§ **Assigned task**: Please write out every entry below, word for word.

[Stored items]
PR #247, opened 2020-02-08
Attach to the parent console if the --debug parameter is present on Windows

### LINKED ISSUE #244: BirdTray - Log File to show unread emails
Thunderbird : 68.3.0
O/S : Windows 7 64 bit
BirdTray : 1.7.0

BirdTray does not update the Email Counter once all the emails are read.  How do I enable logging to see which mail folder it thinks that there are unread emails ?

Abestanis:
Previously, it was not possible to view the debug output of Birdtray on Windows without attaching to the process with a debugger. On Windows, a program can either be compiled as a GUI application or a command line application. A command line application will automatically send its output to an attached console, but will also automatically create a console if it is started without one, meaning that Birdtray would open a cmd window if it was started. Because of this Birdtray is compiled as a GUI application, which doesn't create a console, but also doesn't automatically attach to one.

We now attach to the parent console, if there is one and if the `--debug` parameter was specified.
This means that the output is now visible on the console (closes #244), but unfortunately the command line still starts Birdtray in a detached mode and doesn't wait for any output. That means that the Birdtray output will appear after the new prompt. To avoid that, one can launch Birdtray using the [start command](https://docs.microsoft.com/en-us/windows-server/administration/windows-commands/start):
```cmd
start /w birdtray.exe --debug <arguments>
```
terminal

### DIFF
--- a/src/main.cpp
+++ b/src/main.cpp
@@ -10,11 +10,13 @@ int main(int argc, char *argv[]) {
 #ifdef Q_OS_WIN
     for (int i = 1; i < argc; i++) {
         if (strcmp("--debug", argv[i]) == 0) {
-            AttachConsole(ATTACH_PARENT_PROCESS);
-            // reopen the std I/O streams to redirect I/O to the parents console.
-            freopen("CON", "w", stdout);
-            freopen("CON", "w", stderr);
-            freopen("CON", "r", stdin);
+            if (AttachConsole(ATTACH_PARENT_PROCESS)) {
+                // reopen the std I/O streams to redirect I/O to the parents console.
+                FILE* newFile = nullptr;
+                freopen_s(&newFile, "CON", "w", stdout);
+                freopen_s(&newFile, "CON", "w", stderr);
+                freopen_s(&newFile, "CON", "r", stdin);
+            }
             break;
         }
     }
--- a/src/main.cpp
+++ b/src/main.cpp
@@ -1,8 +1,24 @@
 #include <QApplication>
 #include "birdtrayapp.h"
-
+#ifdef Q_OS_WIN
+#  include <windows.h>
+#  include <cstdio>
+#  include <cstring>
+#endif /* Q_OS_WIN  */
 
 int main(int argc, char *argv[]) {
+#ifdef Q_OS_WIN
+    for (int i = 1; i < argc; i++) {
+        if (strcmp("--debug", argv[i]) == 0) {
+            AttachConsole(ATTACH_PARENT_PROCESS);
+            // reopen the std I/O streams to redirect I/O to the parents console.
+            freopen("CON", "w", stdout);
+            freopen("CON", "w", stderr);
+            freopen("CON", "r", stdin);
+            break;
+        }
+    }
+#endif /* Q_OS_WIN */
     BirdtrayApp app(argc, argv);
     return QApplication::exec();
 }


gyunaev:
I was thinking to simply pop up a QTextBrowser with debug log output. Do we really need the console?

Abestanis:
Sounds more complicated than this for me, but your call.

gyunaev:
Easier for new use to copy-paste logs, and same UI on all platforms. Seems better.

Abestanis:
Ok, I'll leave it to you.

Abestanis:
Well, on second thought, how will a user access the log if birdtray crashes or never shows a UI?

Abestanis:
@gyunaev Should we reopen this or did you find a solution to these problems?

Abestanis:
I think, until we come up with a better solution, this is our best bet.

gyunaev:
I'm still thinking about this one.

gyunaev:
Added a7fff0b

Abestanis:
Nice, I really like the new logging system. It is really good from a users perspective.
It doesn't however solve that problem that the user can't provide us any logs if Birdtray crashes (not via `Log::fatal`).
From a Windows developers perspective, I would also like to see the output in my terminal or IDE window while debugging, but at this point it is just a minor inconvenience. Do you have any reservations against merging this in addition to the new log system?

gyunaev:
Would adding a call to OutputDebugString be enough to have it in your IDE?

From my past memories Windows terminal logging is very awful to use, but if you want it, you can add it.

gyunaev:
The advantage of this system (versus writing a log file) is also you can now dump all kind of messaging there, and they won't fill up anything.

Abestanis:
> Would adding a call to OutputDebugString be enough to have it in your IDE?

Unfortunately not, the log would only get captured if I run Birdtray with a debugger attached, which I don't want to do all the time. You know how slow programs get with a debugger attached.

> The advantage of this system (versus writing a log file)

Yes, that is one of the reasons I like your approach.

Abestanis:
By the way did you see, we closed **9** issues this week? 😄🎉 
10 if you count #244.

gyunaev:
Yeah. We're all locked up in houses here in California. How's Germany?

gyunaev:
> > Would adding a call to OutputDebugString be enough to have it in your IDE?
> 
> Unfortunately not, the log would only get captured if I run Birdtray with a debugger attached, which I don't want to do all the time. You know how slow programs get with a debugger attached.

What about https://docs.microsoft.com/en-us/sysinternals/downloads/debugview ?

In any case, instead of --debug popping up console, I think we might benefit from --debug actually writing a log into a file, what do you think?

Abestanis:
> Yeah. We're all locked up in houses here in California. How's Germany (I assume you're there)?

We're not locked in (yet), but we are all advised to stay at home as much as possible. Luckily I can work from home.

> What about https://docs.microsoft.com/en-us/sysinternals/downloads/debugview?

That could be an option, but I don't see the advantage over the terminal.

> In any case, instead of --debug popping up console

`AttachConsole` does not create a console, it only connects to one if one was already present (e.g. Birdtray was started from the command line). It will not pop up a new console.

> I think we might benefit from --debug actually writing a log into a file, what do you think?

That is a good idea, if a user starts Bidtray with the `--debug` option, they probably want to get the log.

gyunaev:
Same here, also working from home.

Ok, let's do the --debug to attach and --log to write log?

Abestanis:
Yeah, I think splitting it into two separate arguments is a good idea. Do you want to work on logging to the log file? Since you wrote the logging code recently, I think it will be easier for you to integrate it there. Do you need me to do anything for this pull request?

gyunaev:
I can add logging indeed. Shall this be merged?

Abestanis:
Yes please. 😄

§ **Output of the exercise**:
PR #247, opened 2020-02-08
Attach to the parent console if the --debug parameter is present on Windows

### LINKED ISSUE #244: BirdTray - Log File to show unread emails
Thunderbird : 68.3.0
O/S : Windows 7 64 bit
BirdTray : 1.7.0

BirdTray does not update the Email Counter once all the emails are read.  How do I enable logging to see which mail folder it thinks that there are unread emails ?

Abestanis:
Previously, it was not possible to view the debug output of Birdtray on Windows without attaching to the process with a debugger. On Windows, a program can either be compiled as a GUI application or a command line application. A command line application will automatically send its output to an attached console, but will also automatically create a console if it is started without one, meaning that Birdtray would open a cmd window if it was started. Because of this Birdtray is compiled as a GUI application, which doesn't create a console, but also doesn't automatically attach to one.

We now attach to the parent console, if there is one and if the `--debug` parameter was specified.
This means that the output is now visible on the console (closes #244), but unfortunately the command line still starts Birdtray in a detached mode and doesn't wait for any output. That means that the Birdtray output will appear after the new prompt. To avoid that, one can launch Birdtray using the [start command](https://docs.microsoft.com/en-us/windows-server/administration/windows-commands/start):
```cmd
start /w birdtray.exe --debug <arguments>
```
terminal

### DIFF
--- a/src/main.cpp
+++ b/src/main.cpp
@@ -10,11 +10,13 @@ int main(int argc, char *argv[]) {
 #ifdef Q_OS_WIN
     for (int i = 1; i < argc; i++) {
         if (strcmp("--debug", argv[i]) == 0) {
-            AttachConsole(ATTACH_PARENT_PROCESS);
-            // reopen the std I/O streams to redirect I/O to the parents console.
-            freopen("CON", "w", stdout);
-            freopen("CON", "w", stderr);
-            freopen("CON", "r", stdin);
+            if (AttachConsole(ATTACH_PARENT_PROCESS)) {
+                // reopen the std I/O streams to redirect I/O to the parents console.
+                FILE* newFile = nullptr;
+                freopen_s(&newFile, "CON", "w", stdout);
+                freopen_s(&newFile, "CON", "w", stderr);
+                freopen_s(&newFile, "CON", "r", stdin);
+            }
             break;
         }
     }
--- a/src/main.cpp
+++ b/src/main.cpp
@@ -1,8 +1,24 @@
 #include <QApplication>
 #include "birdtrayapp.h"
-
+#ifdef Q_OS_WIN
+#  include <windows.h>
+#  include <cstdio>
+#  include <cstring>
+#endif /* Q_OS_WIN  */
 
 int main(int argc, char *argv[]) {
+#ifdef Q_OS_WIN
+    for (int i = 1; i < argc; i++) {
+        if (strcmp("--debug", argv[i]) == 0) {
+            AttachConsole(ATTACH_PARENT_PROCESS);
+            // reopen the std I/O streams to redirect I/O to the parents console.
+            freopen("CON", "w", stdout);
+            freopen("CON", "w", stderr);
+            freopen("CON", "r", stdin);
+            break;
+        }
+    }
+#endif /* Q_OS_WIN */
     BirdtrayApp app(argc, argv);
     return QApplication::exec();
 }


gyunaev:
I was thinking to simply pop up a QTextBrowser with debug log output. Do we really need the console?

Abestanis:
Sounds more complicated than this for me, but your call.

gyunaev:
Easier for new use to copy-paste logs, and same UI on all platforms. Seems better.

Abestanis:
Ok, I'll leave it to you.

Abestanis:
Well, on second thought, how will a user access the log if birdtray crashes or never shows a UI?

Abestanis:
@gyunaev Should we reopen this or did you find a solution to these problems?

Abestanis:
I think, until we come up with a better solution, this is our best bet.

gyunaev:
I'm still thinking about this one.

gyunaev:
Added a7fff0b

Abestanis:
Nice, I really like the new logging system. It is really good from a users perspective.
It doesn't however solve that problem that the user can't provide us any logs if Birdtray crashes (not via `Log::fatal`).
From a Windows developers perspective, I would also like to see the output in my terminal or IDE window while debugging, but at this point it is just a minor inconvenience. Do you have any reservations against merging this in addition to the new log system?

gyunaev:
Would adding a call to OutputDebugString be enough to have it in your IDE?

From my past memories Windows terminal logging is very awful to use, but if you want it, you can add it.

gyunaev:
The advantage of this system (versus writing a log file) is also you can now dump all kind of messaging there, and they won't fill up anything.

Abestanis:
> Would adding a call to OutputDebugString be enough to have it in your IDE?

Unfortunately not, the log would only get captured if I run Birdtray with a debugger attached, which I don't want to do all the time. You know how slow programs get with a debugger attached.

> The advantage of this system (versus writing a log file)

Yes, that is one of the reasons I like your approach.

Abestanis:
By the way did you see, we closed **9** issues this week? 😄🎉 
10 if you count #244.

gyunaev:
Yeah. We're all locked up in houses here in California. How's Germany?

gyunaev:
> > Would adding a call to OutputDebugString be enough to have it in your IDE?
> 
> Unfortunately not, the log would only get captured if I run Birdtray with a debugger attached, which I don't want to do all the time. You know how slow programs get with a debugger attached.

What about https://docs.microsoft.com/en-us/sysinternals/downloads/debugview ?

In any case, instead of --debug popping up console, I think we might benefit from --debug actually writing a log into a file, what do you think?

Abestanis:
> Yeah. We're all locked up in houses here in California. How's Germany (I assume you're there)?

We're not locked in (yet), but we are all advised to stay at home as much as possible. Luckily I can work from home.

> What about https://docs.microsoft.com/en-us/sysinternals/downloads/debugview?

That could be an option, but I don't see the advantage over the terminal.

> In any case, instead of --debug popping up console

`AttachConsole` does not create a console, it only connects to one if one was already present (e.g. Birdtray was started from the command line). It will not pop up a new console.

> I think we might benefit from --debug actually writing a log into a file, what do you think?

That is a good idea, if a user starts Bidtray with the `--debug` option, they probably want to get the log.

gyunaev:
Same here, also working from home.

Ok, let's do the --debug to attach and --log to write log?

Abestanis:
Yeah, I think splitting it into two separate arguments is a good idea. Do you want to work on logging to the log file? Since you wrote the logging code recently, I think it will be easier for you to integrate it there. Do you need me to do anything for this pull request?

gyunaev:
I can add logging indeed. Shall this be merged?

Abestanis:
Yes please. 😄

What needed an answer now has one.